Exercise objective – Lift out each line of the data that holds "been".

Collected data entries

Issue #1955, opened 2016-06-15
Expose registered file extensions


lggomez:
Is there any way of getting the file extensions supported by the library?
Usually it's a good practice to expose the supported types or extensions, specially in libraries that handle files, so the consumer can have a way to obtain or check its target extensions based on the ones provided by the library

I'm not very familiar with Pillow's code but this method in Image.py should do the trick:

``` python
def registered_extensions():
    """
    Returns a dictionary containing all file extensions belonging
    to registered plugins
    """
    if not bool(EXTENSION):
        init()
    return EXTENSION
```

Anyway, it's just a suggestion so you shall take it with a grain of salt. Keep up the good work on this fork

radarhere:
From my understanding, `preinit()` should not be necessary when immediately followed by `init()`. It's just a version of `init()` that aims to be faster by only covering the most popular formats.

lggomez:
Indeed, after checking I see that using init() will be enough, I corrected it

Do you consider this a worthy addition? If so I can make the pull request

radarhere:
Potentially, yes. I won't be the one to ultimately merge it, but you should certainly feel free to create a PR as a way of moving this forward.

radarhere:
This has been done in #2343.

PR #1968, opened 2016-06-20
Expose registered file extensions in Image

lggomez:
This request applies the proposal made in #1955

- Add a new method in Image (registered_extensions) that exposes the
  internal EXTENSION dictionary to consumers of the library

### DIFF
--- a/Tests/test_image.py
+++ b/Tests/test_image.py
@@ -184,6 +184,24 @@ class TestImage(PillowTestCase):
         img_colors = sorted(img.getcolors())
         self.assertEqual(img_colors, expected_colors)
 
+    def test_registered_extensions_uninitialized(self):
+        # Act
+        ext = Image.registered_extensions()
+
+        # Assert
+        self.assertEqual(bool(ext), True)
+
+    def test_registered_extensions(self):
+        # Arrange
+        # Open an image to trigger plugin registration
+        Image.open('Tests/images/rgb.jpg')
+
+        # Act
+        ext = Image.registered_extensions()
+
+        # Assert
+        self.assertEqual(bool(ext), True)
+
     def test_effect_mandelbrot(self):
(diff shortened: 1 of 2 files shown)


hugovk:
@lggomez Thanks for the PR. Please could you add a unit test to make sure this behaves sensibly?

See https://github.com/python-pillow/Pillow/blob/master/Tests/test_image.py

aclark4life:
@hugovk Does the unit test added suffice? looks like there is still an issue with coveralls, though I can't tell what it is from look at this: https://coveralls.io/builds/6670496 (other than coverage decreased).

Tests/test_image.py
```diff
@@ -184,6 +184,24 @@ def test_alpha_composite(self):
         img_colors = sorted(img.getcolors())
         self.assertEqual(img_colors, expected_colors)
 
+    def test_registered_extensions_uninitialized(self):
+        # Act
+        ext = Image.registered_extensions()
+
+        # Assert
+        self.assertEqual(bool(ext), True)
```
hugovk: Can use `self.assertTrue(bool(ext))` here and below instead.

Tests/test_image.py
```diff
@@ -184,6 +184,24 @@ def test_alpha_composite(self):
...
+    def test_registered_extensions(self):
+        # Arrange
+        # Open an image to trigger plugin registration
+        Image.open('Tests/images/rgb.jpg')
+
+        # Act
+        ext = Image.registered_extensions()
+
+        # Assert
+        self.assertEqual(bool(ext), True)
```
hugovk: Can you also test some actual expected values in `ext`? (Also above.)

hugovk:
This has been merged in https://github.com/python-pillow/Pillow/pull/2343.

Issue #471, opened 2014-01-05
Support for reading PDFs


mgalgs:
Are there any plans to add read support for the PDF format?

radarhere:
Just throwing the idea out there - rather than Ghostscript, this could also be done using ImageMagick, which has a more permissive license from my reading.

It's also worth noting that a consequence of the EPS conversion method would be that transparency is lost.

radarhere:
> It looks like it could be hacked in through ghostscript and the EpsImagePlugin without too much effort.

Just to note this here - I previously attempted to add support for opening PDFs, and [encountered resistance](https://github.com/python-pillow/Pillow/pull/1969#issuecomment-238076315) to the idea of using other software to convert PDFs to another format. So perhaps this requires a more thorough approach.

radarhere:
It is possible to use Pillow to extract images from a PDF - https://github.com/python-pillow/Pillow/issues/3491#issuecomment-2671268101

PR #1969, opened 2016-06-20
Added PDF read for macOS

radarhere:
OS X has a command line tool called 'sips' installed by default. It is able to convert the first page of a PDF to an image. So this PR adds PDF read functionality for OS X by converting a PDF into a temporary file and then loading the file as a PngImageFile. Not quite sure about this approach, so I thought I'd put it up here for feedback before adding anything like documentation or tests.

This could be considered a partial implementation of #471

### DIFF
--- a/PIL/PdfImagePlugin.py
+++ b/PIL/PdfImagePlugin.py
@@ -23,6 +23,12 @@
 from PIL import Image, ImageFile
 from PIL._binary import i8
 import io
+import sys
+if sys.platform == "darwin":
+    from PIL._util import isPath
+    import os
+    import tempfile
+    import subprocess
 
 __version__ = "0.4"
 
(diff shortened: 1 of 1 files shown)


PIL/PdfImagePlugin.py
```diff
@@ -247,9 +253,37 @@ def write(self, value):
...
+        os.write(fh, fp.read())
+        os.close(fh)
+    with open(os.devnull, 'w') as fp:
+        subprocess.call(['sips', '-s', 'format', 'png', filename, '--out', filepath], stdout=fp)
+
+    if os.stat(filepath).st_size == 0:
+        raise SyntaxError("PDF file could not be converted")
+
+    im = Image.open(filepath)
+    im.load()
```
homm: Why we need this?

homm: Ah, ok. Because we are deleting source file.

homm:
In my opinion, this is not PDF image files reader, Instead this is PDF converter. Of course, it can be very useful, but I don't think that Pillow is the best place for this code. In my opinion it is better to create separate package.

aclark4life:
@homm What do you think about #471 in general?

aclark4life:
I'd probably prefer a more generic approach to reading PDFs (i.e. cross plat, not macOS only)

homm:
@aclark4life I'm for adding PDF reading, but not with such approach.

radarhere:
Sure. Feel free to close. The thinking was just that perhaps adding functionality for one platform was better than no functionality.

aclark4life:
Thanks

Exercise answer –
This has been done in #2343.
This has been merged in https://github.com/python-pillow/Pillow/pull/2343.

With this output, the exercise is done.